Here's a more literal interpretation.
Yes, you can actually create geometric spaces in which angles can be imaginary and even complex.
The trick is to note that the most general definition of angle is staged within the framework of inner product spaces: vector spaces which have an operation called the "inner product" that in effect defines how a "dot product" works for that type of vector. This definition is based on how that, for vectors in Euclidean $n$-dimensional space, we can define the angle between them via
$$\theta(\mathbf{v}, \mathbf{w}) := \cos^{-1}\left(\frac{\mathbf{v} \cdot \mathbf{w}}{|\mathbf{v}| |\mathbf{w}|}\right)$$
which, in turn, is derived from the "geometric dot product"
$$\mathbf{v} \cdot \mathbf{w} = |\mathbf{v}| |\mathbf{w}| \cos \theta$$
where $\theta$ is the angle between the vectors, but we now go the other way and take the dot product as a primitive operation, not length and angle, and we use that to define length and angle, which are concepts that don't exist in an ordinary vector space. (Thus, we should note also that the length of $|\mathbf{v}|$ is then defined by, as one might think, $|\mathbf{v}| := \sqrt{\mathbf{v} \cdot \mathbf{v}}$.)
To see how this framework works, note that for real, say 2-dimensional, Euclidean vector space, we have that vectors look like
$$\mathbf{v} = \langle v_x, v_y \rangle$$
so that
$$\mathbf{v} \cdot \mathbf{w} = v_x w_x + v_y w_y$$
and from which we get the usual angle between two points in 2-dimensional space.

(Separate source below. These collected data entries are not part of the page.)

Issue #2086, opened 2019-08-30
Make it possible to disable cli from the build


randombit:
See #2085 from background

randombit:
Maybe generalize it to `--build-targets=` which can accept options `static`, `shared`, `cli`, and `tests`. I believe there is an open issue about how disable-shared, disable-static is confusing especially for Windows targets.

reneme:
> I believe there is an open issue about how disable-shared, disable-static is confusing 

I guess you mean [this one](https://github.com/randombit/botan/issues/2040)?

reneme:
There are already switches like `--build-fuzzers` and `--build-bogo-shim`. In order to keep the default behaviour stable (i.e. the CLI and tests are built), we would need to add "negative" switches like `--no-build-cli` and `--no-build-tests`. That feels inconsistent.

I suggest to go with (something like) `--build-extra-targets=` (accepting a list of `cli`, `tests`, `fuzzers`, `bogo`) that defaults to `cli,tests` and strive to deprecate the above mentioned switches?

I would argue to keep `static` and `shared` out of this in a first step, to keep it simple.

randombit:
Done with #2098

PR #2098, opened 2019-09-05
Add configure parameter --build-targets=

reneme:
As a first step towards #2086, this introduces `--build-extra-targets=`. It allows to select additional build targets (apart from the actual library) during `./configure.py`. A minimal build of only the library, would be configured like so:

```
./configure.py --build-extra-targets="" --minimized-build
```

Todo:

- [x] sanity checks
- [x] dealing with `static` and `shared` library builds?
- [ ] ~~how to deal with fuzzer build targets? -- e.g. one target per fuzzer-type (i.e. `afl_fuzzer`, `libfuzzer`, `klee_fuzzer`, ...)~~
- [x] CI integration?

### DIFF
--- a/configure.py
+++ b/configure.py
@@ -490,6 +490,9 @@ def process_command_line(args): # pylint: disable=too-many-locals,too-many-state
     build_group.add_option('--build-bogo-shim', action='store_true', default=False,
                            help=optparse.SUPPRESS_HELP)
 
+    build_group.add_option('--build-extra-targets', default='cli,tests', dest="build_targets",
+                           help="build additional targets and tools (cli, tests, bogo_shim, docs)")
+
     build_group.add_option('--with-pkg-config', action='store_true', default=None,
                            help=optparse.SUPPRESS_HELP)
     build_group.add_option('--without-pkg-config', dest='with_pkg_config', action='store_false',
@@ -1957,14 +1960,18 @@ def create_template_vars(source_paths, build_paths, options, modules, cc, arch, 
             return path
         return os.path.join(build_dir, path)
 
-    def all_targets():
+    def all_targets(options):
+        targets = [ t.strip().lower() for t in options.build_targets.split(',') ]
         yield 'libs'
-        yield 'cli'
-        yield 'tests'
-        yield 'docs'
+        if 'cli' in targets:
+            yield 'cli'
+        if 'tests' in targets:
+            yield 'tests'
+        if 'docs' in targets:
+            yield 'docs'
         if options.build_fuzzers:
             yield 'fuzzers'
-        if options.build_bogo_shim:
+        if options.build_bogo_shim or 'bogo_shim' in targets:
             yield 'bogo_shim'
 
     variables = {
@@ -1983,7 +1990,7 @@ def create_template_vars(source_paths, build_paths, options, modules, cc, arch, 
         'macos_so_compat_ver': '%s.%s.0' % (Version.packed(), Version.so_rev()),
         'macos_so_current_ver': '%s.%s.%s' % (Version.packed(), Version.so_rev(), Version.patch()),
 
-        'all_targets': ' '.join(all_targets()),
+        'all_targets': ' '.join(all_targets(options)),
 
         'base_dir': source_paths.base_dir,
         'src_dir': source_paths.src_dir,
--- a/configure.py
+++ b/configure.py
@@ -276,7 +276,7 @@ class BuildPaths(object): # pylint: disable=too-many-instance-attributes
         else:
             raise InternalError("Unknown src info type '%s'" % (typ))
 
-__acceptable_build_targets = ["static", "shared", "cli", "tests", "bogo_shim", "docs"]
+ACCEPTABLE_BUILD_TARGETS = ["static", "shared", "cli", "tests", "fuzzers", "bogo_shim", "docs"]
 
 def read_build_targets(options):
     if options.build_targets is None:   # not set => no list
@@ -500,7 +500,7 @@ def process_command_line(args): # pylint: disable=too-many-locals,too-many-state
                            help=optparse.SUPPRESS_HELP)
 
     build_group.add_option('--build-targets', default=None, dest="build_targets",
-                           help="build specific targets and tools (%s)" % ', '.join(__acceptable_build_targets))
+                           help="build specific targets and tools (%s)" % ', '.join(ACCEPTABLE_BUILD_TARGETS))
 
     build_group.add_option('--with-pkg-config', action='store_true', default=None,
                            help=optparse.SUPPRESS_HELP)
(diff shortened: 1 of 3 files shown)


randombit:
Nice. For future evolution I'd prefer this is named `--build-targets` so we can extend it to things like

--build-targets=static,shared,cli # build both libs
--build-targets=shared,tests # shared lib only

In the short term we can reject shared/static being specified here and continue to use disable-shared/disable-static to guide.

It should definitely sanity check at least that the things mentioned on the command line are targets we know about.

For fuzzers, we could support multiple fuzzer types in one build but I don't think we need it - KLEE doesn't actually work (doesn't support C++ last I checked though was a WIP), and AFL is less commonly used these days. And all new upcoming fuzzers just use the libFuzzer interface because it is convenient and does everything needed. Instead we should split up the current `--build-fuzzers=type` option to ``--fuzzer-interface=type`` plus ``--build-targets=...,fuzzers``.

A good start for testing this in CI would be to remove the --build-fuzzer and --build-bogo-shim options and instead run those through --build-targets, and update the CI script accordingly.

randombit:
An interesting thing we can do with this - if the tests are not being built then we don't need to export symbols which are only exported for testing purposes, ie define `BOTAN_TEST_API` to an empty string instead of a visibility attribute. [This doesn't have to happen as part of this PR.]

configure.py
```diff
@@ -2982,6 +2998,37 @@ def canonicalize_options(options, info_os, info_arch):
...
+        elif bool(options.build_shared_lib) != bool("shared" in build_targets):
+            raise UserError("inconsistent usage of --enable/disable-shared-library and --build-targets")
+
+        # building the static lib desired and without contradiction?
+        if options.build_static_lib == None:
+            options.build_static_lib = "static" in build_targets
+        elif bool(options.build_static_lib) != bool("static" in build_targets):
+            raise UserError("inconsistent usage of --enable/disable-static-library and --build-targets")
+
+    canonicalize_build_targets(options)
```
reneme: This turned out to be fairly complex, because it shall keep the default and legacy behaviour (using `--(enable/disable)-(shared/static)-library`)  and consistently introduce `--build-targets=(static/shared)`.

The behaviour for `static` and `shared` lib builds is now as follows:

```
                 options.build_shared_lib
                 None    True   False
 build_targets     
        static    yes     yes    fail
       !static     no    fail     yes
          None     no     yes      no
```

I.e. if the legacy switches are used, they behave as expected (switching library builds on and off). If only the new `--build-targets=` switch is used, it builds exactly what is listed by it. When using a combination of both legacy and new switches, their decisions are checked for consistency. For example this would fail with a `UserError`:

```
./configure.py --disable-shared-library --build-targets="static,tests"
```

configure.py
```diff
@@ -2982,6 +2998,37 @@ def canonicalize_options(options, info_os, info_arch):
...
         logging.info('Canonicalized CPU target %s to %s', options.cpu, options.arch)
 
+    # select and sanity check build targets
+    def canonicalize_build_targets(options):
+        build_targets = read_build_targets(options)
+
+        # --build-targets was not provided: build default targets
+        if build_targets == None:
+            options.build_targets = "cli,tests"
+            return
```
reneme: This ensures legacy behaviour by selecting the targets to `cli,tests`. Furthermore, it must skip the sanity checks below, to fully leave control over static and shared libraries to the legacy switches `--(enable/disable)-(shared/static)-library)`.

reneme:
I removed the `fuzzers` `--build-targets` for now, to keep the CI scripting complexity down for this pull request. I'd appreciate a quick review to tell me whether this is on the right track. I'll aim to add the rest in a follow-up PR.

reneme:
... mmh, [the "coverage" Travis Job](https://travis-ci.org/randombit/botan/jobs/582811592) failed with some package installation it seems. Otherwise things are green.

configure.py
```diff
@@ -276,6 +276,15 @@ def src_info(self, typ):
         else:
             raise InternalError("Unknown src info type '%s'" % (typ))
 
+ACCEPTABLE_BUILD_TARGETS = ["static", "shared", "cli", "tests", "bogo_shim"]
+
+def read_build_targets(options):
```
randombit: The code here should happen once, in `canonicalize_build_targets`, and then stores the result in `options.build_targets`.

configure.py
```diff
@@ -2982,6 +2994,37 @@ def canonicalize_options(options, info_os, info_arch):
...
+            return
+
+        # --build-targets was set to empty string: invalid input
+        if not build_targets:
+            raise UserError("select at least one --build-targets")
+
+        for build_target in build_targets:
+            if build_target not in ACCEPTABLE_BUILD_TARGETS:
+                raise UserError("unknown build target: %s" % build_target)
+
```
randombit: I think it is possible here for a user on MSVC to request static+shared which doesn't work due to how Windows DLLs work. It should probably error instead.

configure.py
```diff
@@ -487,8 +496,8 @@ def process_command_line(args): # pylint: disable=too-many-locals,too-many-state
     build_group.add_option('--with-debug-asserts', action='store_true', default=False,
                            help=optparse.SUPPRESS_HELP)
 
-    build_group.add_option('--build-bogo-shim', action='store_true', default=False,
-                           help=optparse.SUPPRESS_HELP)
+    build_group.add_option('--build-targets', default=None, dest="build_targets",
+                           help="build specific targets and tools (%s)" % ', '.join(ACCEPTABLE_BUILD_TARGETS))
```
randombit: If you use an `append` target then it becomes possible to provide multiple --build-target options on the command line. That is sometimes useful when the configure.py invocation is being created using a script (as is done, in various ways, in most distribution packages). Ex some distribution script might have logic like

```
if build_cli:
   cmd += ['--build-target=cli']
if build_shared:
   cmd += ['--build-target=shared']
...
```

Depending on the language used it may be easier to provide multiple options vs performing a join to form a single --build-targets=cli,shared.

configure.py
randombit: Thanks for addressing this. It would be nice to be able to deprecate and remove the older options eventually as --build-targets is much cleaner - but doing so will break everyone's build scripts, so we probably have to support both methods for at least a few releases.

Roughly: 2.12: add --build-targets, 2.13: start printing a deprecation warning when older options are used, 2.xx?/3.0?: remove the options.

configure.py
reneme: Thats true. If a user calls `./configure --build-targets="static,shared` on windows, she will be presented with an error due to a sanity check that is already part of the script (see [here](https://github.com/randombit/botan/blob/0ee18280a798c3f311259036ae70e503ae9ff3a3/configure.py#L3057).

In fact, I ran into this issue [in the CI](https://ci.appveyor.com/project/randombit/botan/builds/27287793/job/g8g2l2yki2wc8cc3) once as well, before adding https://github.com/randombit/botan/pull/2098/commits/577ac1a01b8b3ead65655de5ef84176253549428.

configure.py
reneme: Both is possible now. Even something like `--build-targets=cli --build-targets="static,shared"`, is flattened accordingly.

configure.py
reneme: True. However, as stated in a different reply, this will be caught just a few lines below. Admittedly, this is somewhat hard to spot, as `canonicalize_build_targets` sets `options.build_static_lib` and `options.build_shared_lib` accordingly.

randombit: Ah sorry I missed this, what's there is fine then.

However, because we are talking more general vector spaces, there is no need for the scalar components of a vector to be real numbers only: we can - and do! - just as well take them as complex numbers. Of course, if we have vectors of two complex numbers, that is effectively like having four real-number dimensions, but we are defining a new kind of geometry on that. In particular, if we now have two-dimensional vectors $\mathbf{v}$ with the same form as given, only components $v_x$ and $v_y$ are complex, so that the space has two complex dimensions (and so four real dimensions), we can define an inner product like
$$\mathbf{v} \cdot \mathbf{w} := v_x \bar{w}_x + v_y \bar{w}_y$$
where you note we take the conjugate: this is to ensure that in various ways the dot product is "nice" to the structure of the complex numbers. Moreover, it ensures that the length of a vector continues to remain real (exercise: check this by considering what $\mathbf{v} \cdot \mathbf{v}$ is and then think of a certain fundamental property of the complex numbers).
So then if we do this, and we return to our definition of $\theta(\mathbf{v}, \mathbf{w})$, we can see that while the denominator of what's inside $\cos^{-1}$ is just lengths and so will be real, the numerator, which is a bare inner product, has no need to be real at all, and so we can in general get an inverse cosine of a complex number and so find vectors with an angle which is complex.